**To do**.
Where "AtomicBool" appears in a line of the entries below, that line should be copied.

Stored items
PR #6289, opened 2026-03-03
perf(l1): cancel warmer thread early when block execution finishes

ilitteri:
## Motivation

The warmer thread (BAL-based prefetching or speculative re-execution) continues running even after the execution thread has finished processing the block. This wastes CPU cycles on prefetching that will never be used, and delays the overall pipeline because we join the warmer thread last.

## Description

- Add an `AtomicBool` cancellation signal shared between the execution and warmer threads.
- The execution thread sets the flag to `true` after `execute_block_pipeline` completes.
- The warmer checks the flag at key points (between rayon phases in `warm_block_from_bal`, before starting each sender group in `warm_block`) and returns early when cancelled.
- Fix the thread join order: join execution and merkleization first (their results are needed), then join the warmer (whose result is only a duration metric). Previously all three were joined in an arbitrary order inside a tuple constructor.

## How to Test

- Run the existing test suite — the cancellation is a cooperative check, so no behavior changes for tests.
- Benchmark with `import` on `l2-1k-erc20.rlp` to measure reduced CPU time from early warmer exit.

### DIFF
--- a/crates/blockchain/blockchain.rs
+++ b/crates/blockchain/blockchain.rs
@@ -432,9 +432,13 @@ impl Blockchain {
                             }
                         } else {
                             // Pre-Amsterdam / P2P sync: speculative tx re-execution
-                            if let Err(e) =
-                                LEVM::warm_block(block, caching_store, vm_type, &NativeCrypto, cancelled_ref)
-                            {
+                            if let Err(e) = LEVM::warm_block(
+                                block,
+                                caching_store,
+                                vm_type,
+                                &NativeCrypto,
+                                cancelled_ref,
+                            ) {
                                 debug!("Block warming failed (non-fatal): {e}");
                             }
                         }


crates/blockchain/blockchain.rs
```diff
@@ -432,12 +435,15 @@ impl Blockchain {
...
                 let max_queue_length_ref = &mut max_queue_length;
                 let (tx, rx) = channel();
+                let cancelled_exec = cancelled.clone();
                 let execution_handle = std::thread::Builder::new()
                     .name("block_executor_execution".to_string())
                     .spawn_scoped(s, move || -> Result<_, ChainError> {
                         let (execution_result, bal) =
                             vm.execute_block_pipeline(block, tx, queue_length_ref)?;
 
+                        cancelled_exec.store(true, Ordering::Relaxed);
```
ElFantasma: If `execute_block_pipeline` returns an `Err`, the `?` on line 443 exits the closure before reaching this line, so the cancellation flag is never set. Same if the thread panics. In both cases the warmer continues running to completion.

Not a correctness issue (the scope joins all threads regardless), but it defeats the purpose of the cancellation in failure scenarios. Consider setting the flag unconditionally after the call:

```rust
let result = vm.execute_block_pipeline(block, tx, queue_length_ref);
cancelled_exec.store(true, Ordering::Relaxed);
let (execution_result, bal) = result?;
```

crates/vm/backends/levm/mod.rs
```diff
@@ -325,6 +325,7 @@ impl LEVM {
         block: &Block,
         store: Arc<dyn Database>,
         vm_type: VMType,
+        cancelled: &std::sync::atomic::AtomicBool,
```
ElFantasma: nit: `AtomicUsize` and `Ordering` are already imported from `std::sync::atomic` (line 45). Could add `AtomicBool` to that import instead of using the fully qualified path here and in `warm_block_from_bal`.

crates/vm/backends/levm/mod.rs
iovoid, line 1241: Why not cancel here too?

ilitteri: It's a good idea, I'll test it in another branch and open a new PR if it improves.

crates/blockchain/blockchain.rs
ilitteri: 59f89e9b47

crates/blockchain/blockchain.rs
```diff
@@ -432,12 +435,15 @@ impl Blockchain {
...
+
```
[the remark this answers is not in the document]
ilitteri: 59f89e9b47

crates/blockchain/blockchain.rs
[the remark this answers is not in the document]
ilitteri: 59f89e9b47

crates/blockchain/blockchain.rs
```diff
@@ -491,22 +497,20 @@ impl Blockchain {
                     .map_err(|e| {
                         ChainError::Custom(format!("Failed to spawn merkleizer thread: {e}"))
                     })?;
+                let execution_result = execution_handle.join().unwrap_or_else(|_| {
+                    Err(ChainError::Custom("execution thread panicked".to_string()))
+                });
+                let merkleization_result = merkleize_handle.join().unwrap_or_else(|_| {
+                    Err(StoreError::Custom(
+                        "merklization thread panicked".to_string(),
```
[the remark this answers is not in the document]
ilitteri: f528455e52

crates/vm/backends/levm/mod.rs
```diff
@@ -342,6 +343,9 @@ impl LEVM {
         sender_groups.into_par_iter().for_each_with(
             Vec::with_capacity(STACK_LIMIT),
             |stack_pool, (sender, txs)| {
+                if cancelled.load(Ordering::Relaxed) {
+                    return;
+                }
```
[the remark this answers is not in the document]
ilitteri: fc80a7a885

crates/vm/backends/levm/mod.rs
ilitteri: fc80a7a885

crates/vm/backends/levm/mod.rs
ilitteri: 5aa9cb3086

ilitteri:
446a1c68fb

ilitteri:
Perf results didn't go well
---
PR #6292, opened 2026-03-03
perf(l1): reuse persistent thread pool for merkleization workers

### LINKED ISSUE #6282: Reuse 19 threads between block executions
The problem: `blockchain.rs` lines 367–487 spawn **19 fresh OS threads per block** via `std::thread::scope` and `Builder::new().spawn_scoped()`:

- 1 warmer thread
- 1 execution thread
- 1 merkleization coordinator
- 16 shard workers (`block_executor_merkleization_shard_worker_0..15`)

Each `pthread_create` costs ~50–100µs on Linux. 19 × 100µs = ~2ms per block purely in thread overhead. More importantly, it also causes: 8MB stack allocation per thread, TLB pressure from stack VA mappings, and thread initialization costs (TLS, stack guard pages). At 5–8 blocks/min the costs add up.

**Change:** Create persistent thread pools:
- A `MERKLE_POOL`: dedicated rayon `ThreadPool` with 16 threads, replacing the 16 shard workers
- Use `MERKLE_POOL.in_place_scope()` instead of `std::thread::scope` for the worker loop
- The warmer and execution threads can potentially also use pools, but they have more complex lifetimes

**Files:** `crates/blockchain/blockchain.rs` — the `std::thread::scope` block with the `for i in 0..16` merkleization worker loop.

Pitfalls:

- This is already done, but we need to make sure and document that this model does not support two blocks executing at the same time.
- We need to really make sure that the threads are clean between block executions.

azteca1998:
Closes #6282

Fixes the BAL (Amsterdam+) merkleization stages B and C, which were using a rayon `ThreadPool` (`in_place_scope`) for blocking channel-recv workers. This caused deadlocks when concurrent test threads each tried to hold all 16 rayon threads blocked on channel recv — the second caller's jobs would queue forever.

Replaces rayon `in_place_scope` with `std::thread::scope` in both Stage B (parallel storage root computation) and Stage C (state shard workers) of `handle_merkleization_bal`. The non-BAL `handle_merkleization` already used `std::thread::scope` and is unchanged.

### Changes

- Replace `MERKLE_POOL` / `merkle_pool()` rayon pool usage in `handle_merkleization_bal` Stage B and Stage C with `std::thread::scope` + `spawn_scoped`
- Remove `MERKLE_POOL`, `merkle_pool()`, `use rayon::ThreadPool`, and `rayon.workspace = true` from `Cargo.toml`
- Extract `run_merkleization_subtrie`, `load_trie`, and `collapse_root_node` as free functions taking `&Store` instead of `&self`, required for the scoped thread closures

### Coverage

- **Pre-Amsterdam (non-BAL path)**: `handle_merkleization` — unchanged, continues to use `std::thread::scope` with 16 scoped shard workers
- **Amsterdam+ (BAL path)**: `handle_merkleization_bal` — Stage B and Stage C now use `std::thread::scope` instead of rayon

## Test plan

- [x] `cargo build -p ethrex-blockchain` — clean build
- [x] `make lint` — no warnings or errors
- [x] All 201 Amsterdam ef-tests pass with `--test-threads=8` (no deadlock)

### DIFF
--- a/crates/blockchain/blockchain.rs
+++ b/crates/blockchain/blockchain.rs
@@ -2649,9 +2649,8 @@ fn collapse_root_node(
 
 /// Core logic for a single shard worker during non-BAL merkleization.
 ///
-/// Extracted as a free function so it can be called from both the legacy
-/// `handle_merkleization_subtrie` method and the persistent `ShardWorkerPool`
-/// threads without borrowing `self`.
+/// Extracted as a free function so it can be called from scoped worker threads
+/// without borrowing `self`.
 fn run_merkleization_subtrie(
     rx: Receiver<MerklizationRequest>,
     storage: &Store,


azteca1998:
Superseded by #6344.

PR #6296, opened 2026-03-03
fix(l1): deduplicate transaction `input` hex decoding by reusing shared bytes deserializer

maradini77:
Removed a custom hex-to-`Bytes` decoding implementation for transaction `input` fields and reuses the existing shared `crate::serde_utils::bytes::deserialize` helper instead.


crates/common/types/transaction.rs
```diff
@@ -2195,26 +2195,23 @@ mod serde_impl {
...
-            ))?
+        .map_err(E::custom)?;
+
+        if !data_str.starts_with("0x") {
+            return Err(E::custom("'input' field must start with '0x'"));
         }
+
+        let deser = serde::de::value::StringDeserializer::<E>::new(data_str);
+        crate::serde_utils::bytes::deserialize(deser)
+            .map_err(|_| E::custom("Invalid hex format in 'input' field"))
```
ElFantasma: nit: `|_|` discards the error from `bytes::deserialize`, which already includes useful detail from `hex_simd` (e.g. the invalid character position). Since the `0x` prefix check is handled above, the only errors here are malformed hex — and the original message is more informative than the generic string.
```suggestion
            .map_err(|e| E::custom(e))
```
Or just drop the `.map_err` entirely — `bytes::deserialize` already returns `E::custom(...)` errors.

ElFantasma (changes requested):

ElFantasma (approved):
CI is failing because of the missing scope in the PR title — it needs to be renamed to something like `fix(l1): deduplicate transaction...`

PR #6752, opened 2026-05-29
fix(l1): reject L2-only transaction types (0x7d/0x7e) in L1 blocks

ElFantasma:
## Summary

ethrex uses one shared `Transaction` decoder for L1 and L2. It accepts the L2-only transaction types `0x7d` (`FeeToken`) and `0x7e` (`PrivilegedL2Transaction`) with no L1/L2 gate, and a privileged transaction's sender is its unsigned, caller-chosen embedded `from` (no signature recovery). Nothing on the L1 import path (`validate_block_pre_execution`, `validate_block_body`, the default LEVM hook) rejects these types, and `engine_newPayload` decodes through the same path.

**Response**.
- Add an `AtomicBool` cancellation signal shared between the execution and warmer threads.
+        cancelled: &std::sync::atomic::AtomicBool,
ElFantasma: nit: `AtomicUsize` and `Ordering` are already imported from `std::sync::atomic` (line 45). Could add `AtomicBool` to that import instead of using the fully qualified path here and in `warm_block_from_bal`.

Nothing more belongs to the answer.